Federalism is a political structure in which power is balanced between the national and local levels. The Constitution describes a federalist system of government. The Founders wished for America to be a federalist, constitutional republic. Federalism is critical to the survival of a republic, but it’s being eroded as D.C. takes more and more control away from the states and the people.
Sen. Lundberg explains:
All of this concentration of authority into the central government is now proving impossible to manage. The people are disgusted with how dysfunctional national politics has become.

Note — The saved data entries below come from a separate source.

PR #88950, opened 2022-07-29
Bring back lost optimization to building metadata from a diff

original-brownbear:
This was lost again due to another merge conflict.

Same as https://github.com/elastic/elasticsearch/pull/88497 :)


original-brownbear:
merging without review since this was an obvious merge error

I don’t disagree with them, but I hope they will see, regardless of their opinion of government control of medical care, that the only way to cure this dysfunction is to reestablish constitutional federalism.
In our state legislatures far too often we are not debating and deciding policy for our state, we are just implementing federal policies already dictated by Congress, the President, and even the courts. Laws today assume Washington is in charge of just about everything. If there was to be any superior authority in the balance of powers concept, it was to be the individual sovereign states, not the central government. But instead, the states have been relegated to a status of little more than a lap dog.
But the writers of our Constitution anticipated this possibility. They gave the states the tool they need to control a runaway federal government. In Article V, when 2/3 of the states call for a convention, they can initiate amendments for ratification instead of Congress.
You can read the full article here.
A Convention of States gives us the opportunity to restore federalism. We can take power from Congress, the President, and the Courts, and give it back to the states and the people, where it belongs.